— WORK INSTRUCTION —
From the entries, filter out every line that lacks "diagnosis" and copy the rest.

— SOURCE MATERIAL —
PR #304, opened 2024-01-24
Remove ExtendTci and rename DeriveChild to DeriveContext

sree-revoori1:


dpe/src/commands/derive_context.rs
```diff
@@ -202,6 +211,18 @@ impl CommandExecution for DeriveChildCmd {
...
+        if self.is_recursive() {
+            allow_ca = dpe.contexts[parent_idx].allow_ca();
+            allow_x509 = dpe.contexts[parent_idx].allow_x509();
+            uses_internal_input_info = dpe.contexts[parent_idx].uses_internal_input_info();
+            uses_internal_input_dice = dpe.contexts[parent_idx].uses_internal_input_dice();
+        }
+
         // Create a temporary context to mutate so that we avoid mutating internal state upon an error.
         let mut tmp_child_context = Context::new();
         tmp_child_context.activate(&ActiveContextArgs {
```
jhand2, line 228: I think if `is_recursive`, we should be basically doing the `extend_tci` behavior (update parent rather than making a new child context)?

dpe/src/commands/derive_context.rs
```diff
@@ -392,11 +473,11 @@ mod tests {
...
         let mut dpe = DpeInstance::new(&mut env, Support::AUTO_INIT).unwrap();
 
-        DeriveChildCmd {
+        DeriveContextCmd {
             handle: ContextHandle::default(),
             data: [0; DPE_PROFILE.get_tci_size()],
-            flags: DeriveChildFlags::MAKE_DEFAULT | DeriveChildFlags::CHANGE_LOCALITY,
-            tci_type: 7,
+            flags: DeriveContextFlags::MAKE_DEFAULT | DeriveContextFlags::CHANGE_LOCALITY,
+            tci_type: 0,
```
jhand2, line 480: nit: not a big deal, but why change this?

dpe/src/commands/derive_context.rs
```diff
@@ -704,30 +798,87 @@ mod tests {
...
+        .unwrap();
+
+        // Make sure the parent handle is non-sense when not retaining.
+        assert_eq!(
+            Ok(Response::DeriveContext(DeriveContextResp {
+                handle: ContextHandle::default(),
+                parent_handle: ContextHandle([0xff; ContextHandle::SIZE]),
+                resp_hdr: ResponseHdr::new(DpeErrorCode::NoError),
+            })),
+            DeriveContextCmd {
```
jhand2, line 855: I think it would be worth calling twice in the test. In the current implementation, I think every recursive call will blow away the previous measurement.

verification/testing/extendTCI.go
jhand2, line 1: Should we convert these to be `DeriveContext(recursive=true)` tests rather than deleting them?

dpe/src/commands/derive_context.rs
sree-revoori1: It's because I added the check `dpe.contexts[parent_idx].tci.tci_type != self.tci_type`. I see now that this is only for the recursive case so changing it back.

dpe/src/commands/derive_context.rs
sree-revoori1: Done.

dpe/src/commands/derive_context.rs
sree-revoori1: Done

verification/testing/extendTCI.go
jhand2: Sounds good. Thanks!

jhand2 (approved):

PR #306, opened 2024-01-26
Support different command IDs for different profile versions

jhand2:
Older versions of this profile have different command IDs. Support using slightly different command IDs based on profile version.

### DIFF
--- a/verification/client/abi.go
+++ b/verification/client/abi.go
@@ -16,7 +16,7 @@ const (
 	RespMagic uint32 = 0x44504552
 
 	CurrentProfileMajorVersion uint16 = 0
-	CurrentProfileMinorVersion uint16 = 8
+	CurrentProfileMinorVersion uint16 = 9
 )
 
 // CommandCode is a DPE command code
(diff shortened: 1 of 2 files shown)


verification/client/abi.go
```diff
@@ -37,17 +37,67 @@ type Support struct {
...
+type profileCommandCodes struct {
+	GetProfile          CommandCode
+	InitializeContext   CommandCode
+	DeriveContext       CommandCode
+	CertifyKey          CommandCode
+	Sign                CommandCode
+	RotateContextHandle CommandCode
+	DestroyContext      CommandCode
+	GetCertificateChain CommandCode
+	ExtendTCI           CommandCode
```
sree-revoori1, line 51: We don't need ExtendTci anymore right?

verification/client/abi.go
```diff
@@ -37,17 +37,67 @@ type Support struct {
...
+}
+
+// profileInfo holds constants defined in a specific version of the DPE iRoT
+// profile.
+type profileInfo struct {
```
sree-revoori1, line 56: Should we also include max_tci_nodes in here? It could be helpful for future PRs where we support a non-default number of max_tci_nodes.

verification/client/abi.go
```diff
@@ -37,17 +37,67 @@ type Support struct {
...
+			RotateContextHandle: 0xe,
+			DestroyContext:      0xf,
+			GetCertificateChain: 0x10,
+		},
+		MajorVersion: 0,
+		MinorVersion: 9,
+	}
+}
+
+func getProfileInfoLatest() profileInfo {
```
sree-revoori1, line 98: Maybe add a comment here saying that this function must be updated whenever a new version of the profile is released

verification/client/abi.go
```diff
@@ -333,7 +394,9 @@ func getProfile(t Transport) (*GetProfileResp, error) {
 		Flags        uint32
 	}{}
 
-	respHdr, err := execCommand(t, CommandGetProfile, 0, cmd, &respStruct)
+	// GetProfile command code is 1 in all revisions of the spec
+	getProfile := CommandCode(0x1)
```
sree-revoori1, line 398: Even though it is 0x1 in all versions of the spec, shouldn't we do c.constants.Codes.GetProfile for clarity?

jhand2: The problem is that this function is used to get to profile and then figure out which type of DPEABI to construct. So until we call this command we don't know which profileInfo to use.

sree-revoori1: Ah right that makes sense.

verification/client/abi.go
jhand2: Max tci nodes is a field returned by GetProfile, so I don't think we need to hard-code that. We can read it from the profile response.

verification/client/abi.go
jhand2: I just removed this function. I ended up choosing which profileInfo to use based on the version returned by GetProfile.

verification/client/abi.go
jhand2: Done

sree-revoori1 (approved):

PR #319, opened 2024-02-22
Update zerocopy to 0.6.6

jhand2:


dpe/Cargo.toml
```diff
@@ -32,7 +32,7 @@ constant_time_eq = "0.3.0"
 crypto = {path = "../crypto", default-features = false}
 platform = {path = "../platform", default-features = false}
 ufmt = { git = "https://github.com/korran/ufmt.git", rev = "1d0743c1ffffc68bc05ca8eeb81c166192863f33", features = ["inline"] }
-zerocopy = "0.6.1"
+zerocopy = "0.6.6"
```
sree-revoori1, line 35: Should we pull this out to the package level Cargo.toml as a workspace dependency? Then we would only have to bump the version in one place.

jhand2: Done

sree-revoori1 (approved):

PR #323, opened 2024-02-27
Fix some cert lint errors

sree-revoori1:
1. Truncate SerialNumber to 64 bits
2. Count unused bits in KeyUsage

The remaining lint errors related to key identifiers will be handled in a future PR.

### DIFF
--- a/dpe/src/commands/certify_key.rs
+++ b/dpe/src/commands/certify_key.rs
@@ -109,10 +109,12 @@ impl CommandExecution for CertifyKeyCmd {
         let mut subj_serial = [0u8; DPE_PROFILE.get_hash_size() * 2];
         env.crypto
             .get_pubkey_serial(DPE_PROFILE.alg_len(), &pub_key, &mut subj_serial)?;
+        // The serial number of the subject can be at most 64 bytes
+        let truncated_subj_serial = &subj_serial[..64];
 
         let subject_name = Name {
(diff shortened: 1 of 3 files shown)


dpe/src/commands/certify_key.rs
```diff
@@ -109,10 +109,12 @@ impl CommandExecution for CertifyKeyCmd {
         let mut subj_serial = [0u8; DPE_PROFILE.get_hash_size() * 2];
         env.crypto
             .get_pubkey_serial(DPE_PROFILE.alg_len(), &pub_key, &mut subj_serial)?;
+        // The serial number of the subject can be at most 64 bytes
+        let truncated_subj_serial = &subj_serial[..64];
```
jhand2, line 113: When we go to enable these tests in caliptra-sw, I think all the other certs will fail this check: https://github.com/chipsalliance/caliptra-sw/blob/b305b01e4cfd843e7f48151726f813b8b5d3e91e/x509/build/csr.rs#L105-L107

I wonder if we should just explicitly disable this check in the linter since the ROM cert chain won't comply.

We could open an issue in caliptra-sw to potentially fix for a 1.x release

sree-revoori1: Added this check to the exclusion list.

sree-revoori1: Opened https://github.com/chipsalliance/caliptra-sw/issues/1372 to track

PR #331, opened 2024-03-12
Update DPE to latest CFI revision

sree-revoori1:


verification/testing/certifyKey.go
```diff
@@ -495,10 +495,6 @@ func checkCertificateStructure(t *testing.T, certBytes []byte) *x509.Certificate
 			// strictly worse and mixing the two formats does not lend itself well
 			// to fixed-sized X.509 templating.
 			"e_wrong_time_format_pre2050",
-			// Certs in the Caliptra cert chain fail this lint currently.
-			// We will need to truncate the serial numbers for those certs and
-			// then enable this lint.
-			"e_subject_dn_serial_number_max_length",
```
==
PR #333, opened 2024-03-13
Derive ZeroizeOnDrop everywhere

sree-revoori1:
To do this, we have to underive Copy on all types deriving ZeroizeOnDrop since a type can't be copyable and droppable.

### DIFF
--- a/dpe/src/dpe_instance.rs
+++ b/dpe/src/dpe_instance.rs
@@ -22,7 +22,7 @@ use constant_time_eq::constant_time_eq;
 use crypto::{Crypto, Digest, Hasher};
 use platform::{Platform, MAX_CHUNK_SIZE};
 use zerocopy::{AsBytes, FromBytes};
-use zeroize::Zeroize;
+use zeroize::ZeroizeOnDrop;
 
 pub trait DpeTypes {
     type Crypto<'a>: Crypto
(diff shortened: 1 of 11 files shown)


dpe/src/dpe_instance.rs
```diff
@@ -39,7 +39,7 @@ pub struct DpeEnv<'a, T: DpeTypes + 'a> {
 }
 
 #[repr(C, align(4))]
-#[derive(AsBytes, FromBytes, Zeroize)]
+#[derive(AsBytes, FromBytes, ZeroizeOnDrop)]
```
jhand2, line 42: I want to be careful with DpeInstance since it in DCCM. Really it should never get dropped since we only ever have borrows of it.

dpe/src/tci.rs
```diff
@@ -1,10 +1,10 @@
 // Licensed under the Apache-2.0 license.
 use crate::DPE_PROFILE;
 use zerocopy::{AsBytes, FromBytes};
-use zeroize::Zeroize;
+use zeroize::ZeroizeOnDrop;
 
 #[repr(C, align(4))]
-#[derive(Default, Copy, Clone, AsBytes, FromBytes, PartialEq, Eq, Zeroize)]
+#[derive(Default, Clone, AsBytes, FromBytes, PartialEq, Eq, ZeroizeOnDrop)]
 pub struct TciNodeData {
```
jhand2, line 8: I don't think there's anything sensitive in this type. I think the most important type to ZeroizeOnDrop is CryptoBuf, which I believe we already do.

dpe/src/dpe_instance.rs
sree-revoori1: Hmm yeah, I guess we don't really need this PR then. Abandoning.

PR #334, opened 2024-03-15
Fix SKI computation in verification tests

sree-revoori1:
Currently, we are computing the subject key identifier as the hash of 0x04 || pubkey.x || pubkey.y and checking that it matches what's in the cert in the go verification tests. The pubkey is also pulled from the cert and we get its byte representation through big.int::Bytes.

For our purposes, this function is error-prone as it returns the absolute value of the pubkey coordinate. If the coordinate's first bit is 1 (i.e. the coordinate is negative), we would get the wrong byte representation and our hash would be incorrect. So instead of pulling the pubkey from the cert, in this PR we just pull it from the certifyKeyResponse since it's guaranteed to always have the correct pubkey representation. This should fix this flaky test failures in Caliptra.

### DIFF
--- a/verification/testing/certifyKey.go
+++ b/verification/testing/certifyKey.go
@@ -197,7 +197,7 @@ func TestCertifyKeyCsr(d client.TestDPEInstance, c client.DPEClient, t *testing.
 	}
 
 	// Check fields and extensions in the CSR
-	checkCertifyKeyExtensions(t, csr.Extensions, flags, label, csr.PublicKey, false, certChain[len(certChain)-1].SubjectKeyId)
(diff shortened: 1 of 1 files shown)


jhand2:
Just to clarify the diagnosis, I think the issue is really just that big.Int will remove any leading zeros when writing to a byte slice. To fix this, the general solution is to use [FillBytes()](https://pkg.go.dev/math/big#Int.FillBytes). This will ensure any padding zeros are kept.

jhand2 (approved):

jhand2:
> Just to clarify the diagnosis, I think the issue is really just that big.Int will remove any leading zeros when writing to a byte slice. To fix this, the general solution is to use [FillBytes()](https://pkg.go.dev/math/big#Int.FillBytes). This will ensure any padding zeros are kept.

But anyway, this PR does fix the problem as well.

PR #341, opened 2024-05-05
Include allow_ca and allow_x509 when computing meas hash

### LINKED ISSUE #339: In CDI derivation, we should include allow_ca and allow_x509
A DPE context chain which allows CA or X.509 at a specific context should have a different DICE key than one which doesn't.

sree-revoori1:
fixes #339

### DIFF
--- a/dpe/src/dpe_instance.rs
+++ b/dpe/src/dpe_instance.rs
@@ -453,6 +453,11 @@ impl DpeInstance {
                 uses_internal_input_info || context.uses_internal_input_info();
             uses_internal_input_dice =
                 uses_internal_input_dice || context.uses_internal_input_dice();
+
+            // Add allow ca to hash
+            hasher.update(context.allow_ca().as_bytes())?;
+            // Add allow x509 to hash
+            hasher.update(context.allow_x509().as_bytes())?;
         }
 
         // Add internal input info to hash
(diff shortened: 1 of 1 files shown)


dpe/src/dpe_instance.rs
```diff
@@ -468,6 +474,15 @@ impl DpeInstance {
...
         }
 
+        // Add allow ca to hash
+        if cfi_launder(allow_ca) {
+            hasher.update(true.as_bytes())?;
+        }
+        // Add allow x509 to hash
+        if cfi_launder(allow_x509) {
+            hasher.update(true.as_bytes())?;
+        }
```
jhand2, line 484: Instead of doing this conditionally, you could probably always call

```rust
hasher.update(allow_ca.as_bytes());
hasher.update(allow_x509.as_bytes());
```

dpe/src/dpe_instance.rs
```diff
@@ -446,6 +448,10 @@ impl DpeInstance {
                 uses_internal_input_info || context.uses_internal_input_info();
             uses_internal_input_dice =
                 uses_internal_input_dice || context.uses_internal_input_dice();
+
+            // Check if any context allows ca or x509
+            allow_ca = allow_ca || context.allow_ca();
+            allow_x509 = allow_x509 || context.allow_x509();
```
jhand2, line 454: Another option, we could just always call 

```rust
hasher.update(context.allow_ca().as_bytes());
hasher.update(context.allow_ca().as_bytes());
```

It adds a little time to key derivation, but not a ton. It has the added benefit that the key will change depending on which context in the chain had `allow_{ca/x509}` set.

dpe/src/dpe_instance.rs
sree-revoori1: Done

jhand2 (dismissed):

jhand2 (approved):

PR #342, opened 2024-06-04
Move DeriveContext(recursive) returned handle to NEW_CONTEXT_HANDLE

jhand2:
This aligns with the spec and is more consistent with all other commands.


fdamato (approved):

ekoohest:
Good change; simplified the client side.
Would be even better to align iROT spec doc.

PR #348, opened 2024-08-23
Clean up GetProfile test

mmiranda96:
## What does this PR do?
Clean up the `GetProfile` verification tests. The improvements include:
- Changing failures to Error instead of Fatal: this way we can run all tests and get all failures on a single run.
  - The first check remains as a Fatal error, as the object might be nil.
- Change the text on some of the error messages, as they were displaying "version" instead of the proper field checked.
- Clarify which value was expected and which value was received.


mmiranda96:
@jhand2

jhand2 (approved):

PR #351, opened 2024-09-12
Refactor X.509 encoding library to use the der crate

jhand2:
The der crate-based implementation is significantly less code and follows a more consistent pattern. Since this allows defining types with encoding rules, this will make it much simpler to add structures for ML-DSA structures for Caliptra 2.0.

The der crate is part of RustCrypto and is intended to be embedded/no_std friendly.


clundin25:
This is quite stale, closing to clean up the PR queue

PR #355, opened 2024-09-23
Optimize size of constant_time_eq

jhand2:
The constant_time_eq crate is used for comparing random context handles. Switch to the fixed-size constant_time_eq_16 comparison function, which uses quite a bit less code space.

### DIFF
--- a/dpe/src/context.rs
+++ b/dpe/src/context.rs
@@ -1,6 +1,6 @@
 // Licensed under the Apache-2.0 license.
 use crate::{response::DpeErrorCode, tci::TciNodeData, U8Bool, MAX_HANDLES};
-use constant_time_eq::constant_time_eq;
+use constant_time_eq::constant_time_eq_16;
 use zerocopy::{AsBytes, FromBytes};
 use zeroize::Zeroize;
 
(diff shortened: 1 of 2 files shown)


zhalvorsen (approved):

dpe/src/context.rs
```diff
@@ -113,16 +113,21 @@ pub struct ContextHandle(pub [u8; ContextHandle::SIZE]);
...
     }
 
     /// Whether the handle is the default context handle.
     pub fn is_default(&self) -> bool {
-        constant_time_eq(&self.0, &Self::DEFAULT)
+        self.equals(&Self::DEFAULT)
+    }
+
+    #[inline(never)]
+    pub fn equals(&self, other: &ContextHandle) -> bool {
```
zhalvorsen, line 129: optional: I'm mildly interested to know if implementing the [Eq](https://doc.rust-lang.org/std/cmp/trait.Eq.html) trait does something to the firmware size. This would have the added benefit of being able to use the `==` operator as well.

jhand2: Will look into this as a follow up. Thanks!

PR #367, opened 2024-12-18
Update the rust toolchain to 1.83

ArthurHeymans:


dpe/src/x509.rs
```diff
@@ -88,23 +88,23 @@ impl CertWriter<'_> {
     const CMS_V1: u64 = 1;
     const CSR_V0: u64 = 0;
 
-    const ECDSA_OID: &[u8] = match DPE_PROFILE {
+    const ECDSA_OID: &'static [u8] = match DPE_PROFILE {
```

— YOUR RESPONSE —
Just to clarify the diagnosis, I think the issue is really just that big.Int will remove any leading zeros when writing to a byte slice. To fix this, the general solution is to use [FillBytes()](https://pkg.go.dev/math/big#Int.FillBytes). This will ensure any padding zeros are kept.
> Just to clarify the diagnosis, I think the issue is really just that big.Int will remove any leading zeros when writing to a byte slice. To fix this, the general solution is to use [FillBytes()](https://pkg.go.dev/math/big#Int.FillBytes). This will ensure any padding zeros are kept.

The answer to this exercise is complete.